Both of these abnormal behaviours create performance penalties: for the first case, a single unnecessary method lookup, and for the second case, an additional equality test and pointer dereference for some subsequent cache lookups. However, such a performance penalty will rarely happen, even on very concurrent code, as it cannot happen anymore once the cache for a call site is built. The other option is to always incur the cost of locking, atomic compare-and-write or volatile fields.

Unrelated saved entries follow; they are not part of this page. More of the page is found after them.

PR #24800, opened 2023-11-05
Snowfarming for Demis.

xXPawnStarrXx:
## About The Pull Request

It always struck me as strange that there was a small amount of basalt around the demi-camp on icebox because it allowed them to plant. Making them significantly more restricted than their ashy counterparts, so to counter that I have on request added the component to snow tiles, allowing you to plant seeds into the soil.

Brings a level of equality to ashwalkers and icebox demi-humans. Meaning they aren't limited on farming space.
## Proof of Testing

<details>
  
image

</details>

## Changelog

:cl:
add: Added component to snowtiles, allowing seeds to be planted in them.
/:cl:

### DIFF
--- a/modular_skyrat/modules/ashwalkers/code/buildings/ash_farming.dm
+++ b/modular_skyrat/modules/ashwalkers/code/buildings/ash_farming.dm
@@ -274,3 +274,7 @@
 /turf/open/misc/asteroid/basalt/Initialize(mapload)
 	. = ..()
 	AddComponent(/datum/component/simple_farm)
+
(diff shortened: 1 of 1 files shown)


Paxilmaniac:
There is so much of the dirt they can plant in around their new camp that i really don’t think this is needed.

xXPawnStarrXx:
> There is so much of the dirt they can plant in around their new camp that i really don’t think this is needed.

That is true, but they have less if they choose to use the anthills.

jjpark-kb:
rather than planting directly in the snow (and by that, I mean putting the component on initialize), how about you put the component on snow on the getDug() proc?

PR #24809, opened 2023-11-06
[MIRROR] Golems cannot turn into Plasmamen [MDB IGNORE]

SkyratBot:
Original PR: https://github.com/tgstation/tgstation/pull/79249
--------------------
## About The Pull Request

Fixes #79155 
Also cleans up the code in plasma river "lava" a bit

The plasma river code was a little crusty and confusing and made some interesting decisions.
To start with it would do _two_ burn damage per tick to people entering it.
Then _15 toxic and 25 more burn damage_ to specifically humans?
This seems... unintended? So now it does the same amount of damage equally to anyone regardless of if they are human or not.

In terms of the "turning dead people into dead plasmamen" behaviour we will now:
- Not attempt to transform any limbs which cannot be dismembered, with the assumption that those aren't meant to be replaceable.
- Not attempt to transform anyone with the undismemberable trait, with the assumption that their body is supposed to be immutable.
- Not attempt to transform anyone with the new "don't transform me, plasma river" trait which replaces an explicit species check for being an android or plasmaman (already).

I also simply made golems immune to the plasma river _anyway_, because people expect them to be able to wade into lava and the fact that this is "cold lava" probably shouldn't impede that.

I also made golems unable to become husks because... none of the three occasions where this could happen really apply and also if they get husked they turn into gross-looking humans instead of golems until fixed, which is weird.

Finally I did some more fucking around with husking because it's visually weird.
I added a new flag to bodyparts (applied to robotic and skeletal parts) which means that they will never be replaced with a husk icon. It might be preferable to instead make custom husk sprites for these limbs? But half of them are on species which cannot be husked in the first place so this would only appear when they are transplanted onto a species which can.

## Changelog

:cl:
fix: The plasma river is about as deadly for animals as it is for humans.
fix: Golems can now wade in the plasma river unscathed.
fix: Undismemberable limbs will no longer be dismembered by the plasma river.
balance: Golems and plasmamen cannot become husked.
image: Robotic and Skeletal parts will remain distinct while the rest of the body is husked.
/:cl:


vinylspiders:
Needs transformation sting which I still have to work on a bit

vinylspiders (approved):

In all fairness, since volatile reads are cheap on modern JVMs, it may be beneficial to performance to write a polymorphic cache that does not allow any abnormal behaviour. To be sure requires benchmarking, which is very tricky for such a problem. I'll put this on my todo list, but the priority is low.

In conclusion, I still believe that the 2.8 poly-cache implementation of structural methods dispatch is thread-safe and fast. If you disagree, can you please provide me with a use case that demonstrates the problem, or explain to me very precisely where in the code you see the problem.

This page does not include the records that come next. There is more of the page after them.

PR #24852, opened 2023-11-08
Fixes flavor texts sometimes bluescreening

### LINKED ISSUE #24847: Inspecting Akula's in Particular results in a bluescreen window
Round ID: 9856

if you shift click an Akula and then hit the "look closer", you will be hit with a bluescreen, other species/characters that are not akula's are fine and work as intended

to reproduce this step simply "inspect" an akula closer and it will occur

Majkl-J:
## About The Pull Request

Fixes https://github.com/Skyrat-SS13/Skyrat-tg/issues/24847

For some arcane reason each time I try to examine an akula, the flavor text screen bluescreens with the error of "replace" not being a method of an element.

So to solve this the species lore now gets merged into one string upon getting parsed

Reading flavor text good, yes?

## Proof of Testing

No idea what to put here? Me examining an akula? I'll just put it here when requested.

I did also test if the link highlight still works, and it does, so functionally there should be no change.

<details>
  
</details>

## Changelog

:cl:
fix: Flavor text should no longer bluescreen
/:cl:

### DIFF
--- a/modular_skyrat/master_files/code/modules/mob/living/examine_tgui.dm
+++ b/modular_skyrat/master_files/code/modules/mob/living/examine_tgui.dm
@@ -82,7 +82,7 @@
 		obscured = (holder_human.wear_mask && (holder_human.wear_mask.flags_inv & HIDEFACE)) || (holder_human.head && (holder_human.head.flags_inv & HIDEFACE))
 		custom_species = obscured ? "Obscured" : holder_human.dna.species.lore_protected ? holder_human.dna.species.name : holder_human.dna.features["custom_species"]
 		flavor_text = obscured ? "Obscured" :  holder_human.dna.features["flavor_text"]
-		custom_species_lore = obscured ? "Obscured" : holder_human.dna.species.lore_protected ? holder_human.dna.species.get_species_lore() : holder_human.dna.features["custom_species_lore"]
+		custom_species_lore = obscured ? "Obscured" : holder_human.dna.species.lore_protected ? holder_human.dna.species.get_species_lore().Join("\n") : holder_human.dna.features["custom_species_lore"]
 		ooc_notes += holder_human.dna.features["ooc_notes"]
 		if(!obscured)
 			headshot += holder_human.dna.features["headshot"]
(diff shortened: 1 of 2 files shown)


vinylspiders (changes requested):
Appreciate the attempt to fix, but this is just masking the issue. It is caused by Akula being the only race that has `lore_protected` set to `TRUE`, which leads to this code here passing the results of `get_species_lore()` to the function you've added the try/catch to.

https://github.com/Skyrat-SS13/Skyrat-tg/blob/e568fd216a40ad3f31c0428cb5e0bf96e4651e7c/modular_skyrat/master_files/code/modules/mob/living/examine_tgui.dm#L85

The function `formatURLs(arg)` expects a string, but it's getting a list from `get_species_lore()`. You need to convert that list to a string before sending it to tgui.

Please remove your try/catch (we want it to give us an error in cases like this so we can actually find the bug) and instead alter the linked line to be the following:

`custom_species_lore = obscured ? "Obscured" : holder_human.dna.species.lore_protected ? holder_human.dna.species.get_species_lore().Join("") : holder_human.dna.features["custom_species_lore"]`

vinylspiders:
https://github.com/Skyrat-SS13/Skyrat-tg/issues/24847

Majkl-J:
Testing requesting changes, will press the review button again once that is over

vinylspiders:
Nice work, thanks! 👍 

I am almost certain this should fix it, the only thing I'm unsure of is how the formatting will look. Feel free to tweak that if you want, but as long as it doesn't bluescreen I'm ok with it as is (assuming it doesn't look awful).

vinylspiders (approved):

vinylspiders:
(by formatting I mean, the Akula's `get_species_lore()` proc--it looks like its paragraphs can be broken into multiple list entries and neatened up a bit. But that is something I would consider beyond the scope of this PR and if you feel like doing that you can open a separate one for it to get more gbp!)

Majkl-J:
Now confirmed to work on my end. I might tweak the formatting a bit later separetely, simple newlines will do the work for now.

Also sorry for re-requesting approval, didnt notice it was already given and wanted to make sure it works before I asked for it

vinylspiders:
> Now confirmed to work on my end. I might tweak the formatting a bit later separetely, simple newlines will do the work for now.
> 
> Also sorry for re-requesting approval, didnt notice it was already given and wanted to make sure it works before I asked for it

Don't worry about it--I still get email notifications either way. 

The newlines (if you're referring to the "\n" arg in Join) won't actually get applied to anything unless you move each part you want to get the newline into separate list entries. You can see how that's done in the `get_species_lore()` for plasmamen. Just something to keep in mind when/if you end up doing that.

vinylspiders (approved):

Please note also that the 2.7 branch does not contain poly-cache structural method dispatch and may not be thread safe. I had always assumed that poly-cache was part of the 2.7 branch, but apparently, I was mistaken. I suppose that makes for yet another reason to be excited about 2.8: poly-cache is as fast or faster than the 2.7 mono-cache implementation, and can be a lot faster (5x) in some realistic cases.

scabug commented 14 years ago

David Pollak (dpp) said: Without a synchronization or an AtomicReference, you are not guaranteed that the reference that's written has been initialized because of out of order execution of the code. Thus if another thread reads the reference, it may be reading a reference to an uninitialized object. I just verified this with Brian Goetz.

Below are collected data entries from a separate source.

PR #24888, opened 2023-11-09
Removes illegal tech from legally bought suppressors' deconstructor value

### LINKED ISSUE #24779: Suppressor from cargo has illegal tech value
## Round ID: 
9832/don't matter really

## Reproduction:
Go to cargo, open company imports and go to Vitezstvi, spend 100 credits for a suppressor and you got illegal tech researched.

It's like makarov from contraband locker situation, but even easier to get. Illegal tech can already be obtained trough methods like xenoarch ( which became easier ), antags and stray pods, so making it easy as this to obtain is odd and most likely just something that was overlooked.
Think suppressor should be tweaked not to have illegal tech value.
tech

vinylspiders:
## About The Pull Request

Closes https://github.com/Skyrat-SS13/Skyrat-tg/issues/24779

What it says on the tin. Illegal tech was easily attainable this way. 

Created a new subtype, `/obj/item/suppressor/standard` which is considered legal, and that is now what is purchasable through cargo.

Uplink/opfor suppressors use the original type and can be deconstructed as before to attain illegal tech.

Also rearranged some modular overrides in techweb/all_nodes just in case upstream changes something.

Fix an oversight

## Proof of Testing

<details>
<summary>Two kinds, one legal one not.</summary>
  
image

image

</details>

## Changelog

:cl:
fix: legally purchased suppressors no longer give illegal tech when deconstructed
/:cl:

### DIFF
--- a/modular_skyrat/modules/assault_operatives/code/armaments/armament_utility.dm
+++ b/modular_skyrat/modules/assault_operatives/code/armaments/armament_utility.dm
@@ -3,7 +3,7 @@
 	category_item_limit = 8
 
 /datum/armament_entry/assault_operatives/utility/suppressor
-	item_type = /obj/item/suppressor
+	item_type = /obj/item/suppressor/standard
 	cost = 1
 
 /datum/armament_entry/assault_operatives/utility/thermals
--- a/modular_skyrat/modules/assault_operatives/code/armaments/armament_utility.dm
+++ b/modular_skyrat/modules/assault_operatives/code/armaments/armament_utility.dm
@@ -3,7 +3,7 @@
 	category_item_limit = 8
 
 /datum/armament_entry/assault_operatives/utility/suppressor
-	item_type = /obj/item/suppressor/standard
+	item_type = /obj/item/suppressor
 	cost = 1
 
 /datum/armament_entry/assault_operatives/utility/thermals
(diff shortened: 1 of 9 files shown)


Plum-but-gayer:
throws my hands into the air and cries on the floor i was about to push a fix for this 😧
anyway ty for fixing stuff

vinylspiders:
> throws my hands into the air and cries on the floor i was about to push a fix for this 😧 anyway ty for fixing stuff

Sorry!

modular_skyrat/modules/assault_operatives/code/armaments/armament_utility.dm
```diff
@@ -3,7 +3,7 @@
 	category_item_limit = 8
 
 /datum/armament_entry/assault_operatives/utility/suppressor
-	item_type = /obj/item/suppressor
+	item_type = /obj/item/suppressor/standard
```
GoldenAlpharex: I feel like they can have the illegal one, considering they're from the Syndicate, but I'm not overly worried about it either.

vinylspiders: sure

GoldenAlpharex (approved):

Given that this bug was open for 15 months and the other significant issues with the compiler (lack of thread safety for object instantiation) and the ongoing issues with the Actor library, I would greatly appreciate it if EPFL would take a more cooperative approach with the community, or at the very least not dismiss my bug reports.

So, please mark the cache field as volatile so that the code is threadsafe.

scabug commented 14 years ago

@dubochet said: Ok, I finally understand the problem. I will fix it.

Out of curiosity, is the example above a theoretical case that may trigger the bug, or did it actually crash on Scala 2.8?

scabug commented 14 years ago

@gaydenko said: Real

java.lang.NoSuchMethodException: [I.length()

with r19246.

scabug commented 14 years ago

@dubochet said: Fixed in r19444 for all three dispatching method (no-cache, mono-cache, and poly-cache).

Please note: I looked at the generated bytecode, and it seems correct to me. I am, however, no expert in weird multithreaded behaviours of the JVM. And I cannot reproduce the bug. It would be helpful if someone more expert than me can confirm that the generated bytecode is now OK with respect that this bug.

scabug commented 14 years ago

@gaydenko said: Sorry, still reproducable (I mean David's Structural test case) with r19445.

scabug commented 14 years ago

@dubochet said: Anli, the problem you mention is in fact a symptom of the latest version of issue #451 (which breaks in new and improved ways following the recent changes in the compilation of Arrays). If you remove the call to getLen(Array(1,2,3)) from David's example, you will find that NoSuchMethodException: [I.length() does not occur, even before the fix in r19444.

As for the thread-safety issue, I still think is fixed. If there is someone who did reliably encounter it on some given hardware, I'd be thankful for him to test it and confirm that the bug is fixed. Otherwise, an expert in concurrent Java (I am not) should have a detailed look at the generated bytecode.

scabug commented 14 years ago

@gaydenko said: Aha, I see, thanks. I can not reproduce NSME with that getLen(Array(1,2,3) call removed.